Work order -
The expected answer is a bare count of the lines in the data below that contain "json".

[Collected data]
• • • •

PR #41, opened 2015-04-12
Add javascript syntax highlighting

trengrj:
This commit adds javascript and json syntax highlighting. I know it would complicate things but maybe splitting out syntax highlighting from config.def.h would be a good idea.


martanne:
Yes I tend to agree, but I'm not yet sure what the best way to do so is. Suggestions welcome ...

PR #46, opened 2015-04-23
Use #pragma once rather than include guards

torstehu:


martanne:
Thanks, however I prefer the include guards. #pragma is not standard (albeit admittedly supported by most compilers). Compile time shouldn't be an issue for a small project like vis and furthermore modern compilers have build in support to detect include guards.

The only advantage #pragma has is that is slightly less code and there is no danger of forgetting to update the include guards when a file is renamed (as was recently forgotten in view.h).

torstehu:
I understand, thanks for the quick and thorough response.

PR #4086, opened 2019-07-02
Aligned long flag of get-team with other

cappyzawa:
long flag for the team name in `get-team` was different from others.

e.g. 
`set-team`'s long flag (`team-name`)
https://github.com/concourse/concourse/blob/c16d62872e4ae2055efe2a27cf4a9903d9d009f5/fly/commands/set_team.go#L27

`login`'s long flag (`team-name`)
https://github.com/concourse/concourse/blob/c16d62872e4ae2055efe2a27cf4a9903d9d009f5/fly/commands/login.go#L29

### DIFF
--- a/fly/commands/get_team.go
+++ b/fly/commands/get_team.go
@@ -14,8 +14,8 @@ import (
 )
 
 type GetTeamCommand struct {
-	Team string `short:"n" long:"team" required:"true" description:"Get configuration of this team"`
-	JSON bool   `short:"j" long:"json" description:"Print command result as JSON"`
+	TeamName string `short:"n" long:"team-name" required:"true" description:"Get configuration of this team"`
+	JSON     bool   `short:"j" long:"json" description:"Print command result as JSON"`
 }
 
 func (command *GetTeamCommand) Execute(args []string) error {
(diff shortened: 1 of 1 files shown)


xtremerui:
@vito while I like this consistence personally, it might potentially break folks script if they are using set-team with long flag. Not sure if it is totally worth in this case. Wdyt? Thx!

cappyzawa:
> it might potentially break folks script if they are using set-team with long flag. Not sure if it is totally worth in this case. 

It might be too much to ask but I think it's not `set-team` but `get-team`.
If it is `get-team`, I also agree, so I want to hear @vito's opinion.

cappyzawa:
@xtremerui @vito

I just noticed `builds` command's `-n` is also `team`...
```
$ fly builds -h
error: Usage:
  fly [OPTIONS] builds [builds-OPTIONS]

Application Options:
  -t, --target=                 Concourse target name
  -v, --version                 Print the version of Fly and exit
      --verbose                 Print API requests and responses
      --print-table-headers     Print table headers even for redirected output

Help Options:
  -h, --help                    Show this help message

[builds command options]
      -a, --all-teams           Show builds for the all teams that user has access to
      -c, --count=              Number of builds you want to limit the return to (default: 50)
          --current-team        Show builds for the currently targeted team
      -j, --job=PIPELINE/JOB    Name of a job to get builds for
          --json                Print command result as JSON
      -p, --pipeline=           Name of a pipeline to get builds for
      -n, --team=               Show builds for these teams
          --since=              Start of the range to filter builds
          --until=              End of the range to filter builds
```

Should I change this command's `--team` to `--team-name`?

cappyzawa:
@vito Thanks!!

• • • •

Written answer -
4